When the General Data Protection Regulation (or GDPR) was unveiled in May 2018, it provided a complete overhaul of how EU companies acquired, processed and managed customer data. Interestingly, these regulations also impacted on international firms that catered directly to EU citizens, meaning that companies based in Africa and Asia were also compelled to reply.
This comprehensive regulatory measure provided an upgrade to the longstanding Data Protection Act, whilst making clear provisions for the export and transfer of personal data outside of the EU and EEA regions. This has caused some issues for South African businesses, which in turn has raised the risk of non-compliance and potential financial sanctions.
We’ll explore this further below, whilst asking why South African firms are the most likely to struggle when implementing the GDPR.
South Africa and the GDPR – What are the Main Challenges?
One of the main issues in South Africa revolved around clarity, with the region’s data protection provisions already governed by the Protection of Personal Information Act 4 of 2013 (POPIA).
In fact, Europe’s GDPR framework could even be described as a first cousin to the POPIA legislation, and whilst the latter has only been partially implemented it currently applies to all organisations operating within the boundaries of South Africa.

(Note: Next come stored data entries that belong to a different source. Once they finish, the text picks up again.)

PR #6155, opened 2022-07-29
Add ability to check if any/all configs are enabled/disabled for ssl-opt

yuhaoth:
## Description

This is for checking `MBEDTLS_KEY_EXCHANGE_SOME_PSK_ENABLED` which is not defined in `mbedtls_config.h` . #6135 will use it . 

Beside that, it also includes a fix for removing output message in Ubuntu22.04.

## Status
**READY**

### DIFF
--- a/programs/test/query_compile_time_config.c
+++ b/programs/test/query_compile_time_config.c
@@ -32,10 +32,10 @@
     "usage: %s [ -all | -any | -l ] <MBEDTLS_CONFIG> ...\n\n"                   \
     "This program takes command line arguments which correspond to\n"           \
     "the string representation of Mbed TLS compile time configurations.\n\n"    \
-    "If only one argument is available, the value 0 will be returned if\n"      \
-    "this configuration is defined in the Mbed TLS build and the macro\n"       \
-    "expansion of that configuration will be printed (if any). Otherwise,\n"    \
-    " 1 will be returned.\n"                                                    \
+    "If \"--all\" and \"--any\" are not used, then, if all given arguments\n"   \
+    "are defined in the Mbed TLS build, 0 is returned; otherwise 1 is\n"        \
+    "returned. If only one argument is given, the macro expansion of that\n"    \
+    "configuration will be printed (if any).\n"                                 \
     "-l\tPrint all available configuration.\n"                                  \
     "-all\tReturn 0 if all configurations are defined. Otherwise, return 1\n"   \
     "-any\tReturn 0 if any configuration is defined. Otherwise, return 1\n"     \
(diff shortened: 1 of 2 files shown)


tests/ssl-opt.sh
```diff
@@ -1230,7 +1258,9 @@ do_run_test_once() {
 
     # terminate the server (and the proxy)
     kill $SRV_PID
-    wait $SRV_PID
+    # For Ubuntu 22.04, `Terminated` message is outputed by wait command.
+    # To remove it from stdout, redirect stdout/stderr to CLI_OUT
```
tuvshinzayaArm, line 1262: SRV_OUT instead of CLI_OUT in comment?

tuvshinzayaArm (changes requested):
Everything looks good to me except one comment.

Zaya-dyno (dismissed):
LGTM! :+1:

programs/test/query_compile_time_config.c
```diff
@@ -28,20 +28,27 @@
...
-    "usage: %s [ <MBEDTLS_CONFIG> | -l ]\n\n"                                \
-    "This program takes one command line argument which corresponds to\n"    \
-    "the string representation of a Mbed TLS compile time configuration.\n"  \
-    "The value 0 will be returned if this configuration is defined in the\n" \
-    "Mbed TLS build and the macro expansion of that configuration will be\n" \
-    "printed (if any). Otherwise, 1 will be returned.\n"                     \
-    "-l\tPrint all available configuration.\n"
+#define USAGE                                                                   \
+    "usage: %s [ -all | -any | -l ] <MBEDTLS_CONFIG> ...\n\n"                   \
+    "This program takes command line arguments which correspond to\n"           \
```
daverodgman, line 33: This wording is a bit unclear. I suggest replacing lines 35..38 with something like:

If "--all" and "--any" are not used, then, if all given arguments are defined in the Mbed TLS build, 0 is returned; otherwise 1 is returned. If only one argument is given, the macro expansion of that configuration will be printed (if any).

daverodgman (changes requested):
LGTM but help message could be clearer

programs/test/query_compile_time_config.c
```diff
@@ -28,20 +28,27 @@
...
+    "the string representation of Mbed TLS compile time configurations.\n\n"    \
+    "If \"--all\" and \"--any\" are not used, then, if all given arguments\n"   \
+    "are defined in the Mbed TLS build, 0 is returned; otherwise 1 is\n"        \
+    "returned. If only one argument is given, the macro expansion of that\n"    \
+    "configuration will be printed (if any).\n"                                 \
```
Zaya-dyno, line 38: I think "Macro expansions of configurations will be printed (if any)." reflects how it works more accurately.
Because it still prints all macro expansions if given list of MACROS.

daverodgman (changes requested):
Agree with Zaya's comment (otherwise LGTM)

daverodgman (approved):

Zaya-dyno (approved):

So, if you own a South African-based business which boasts an international customer base that includes EU residents, you’ll need to comply with both pieces of legislation whilst also maintaining operational efficiency.

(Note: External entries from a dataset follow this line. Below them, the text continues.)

PR #6159, opened 2022-07-29
Fix typographical errors in .md files found by cspell

tom-cosgrove-arm:
Can't remember which of these I noticed first, then sent cspell to look for more.

## Status
**READY**

## Requires Backporting
**Yes** - #6160


daverodgman (approved):

bensze01 (approved):
Looks good to me.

For the purposes of compliance and international trade partnerships, this also means that the unique terms of both the POPIA and GDPR must be read together. Of course, this is helped by the fact that the former has been largely modelled on the structure of the latter, but it still creates regulatory challenges that businesses must strive proactively to overcome.
Of particular concern is the additional data protection requirements included in the GDPR, which were not previously featured as part of the previous EU Data Directive or the POPIA legislation.
Similarly, there are some aspects of the POPIA that are more detailed than the GDPR. For example, the POPIA framework protects the data of both natural and juristic persons in the South African region, whereas the GDPR only safeguards the information provided people or individuals.
How to Overcome These Challenges
The financial services sector is arguably struggling the most to comply with these frameworks, whilst this marketplace also has the most to lose through non-compliance.
These firms also collate data from across the globe, so there’s a pressing need for them to be proactive when enforcing the GDPR and POPIA and safeguarding the data of their clients and partners.
In terms of overcoming these subtle but often important challenges, it’s imperative that firms seek out expert guidance from international consultancy firms such as RSM. After all, these companies are well-versed in compliance issues and the challenges facing South Africa businesses, whilst they’re well-placed to provide detailed information for each individual client.
Make no mistake; South African firms have been relatively slow to implement GDPR laws, even more than a year after the legislation was first rolled out. However, it’s important to recognise the additional challenges in this region, before developing ways of helping businesses to comply across the board.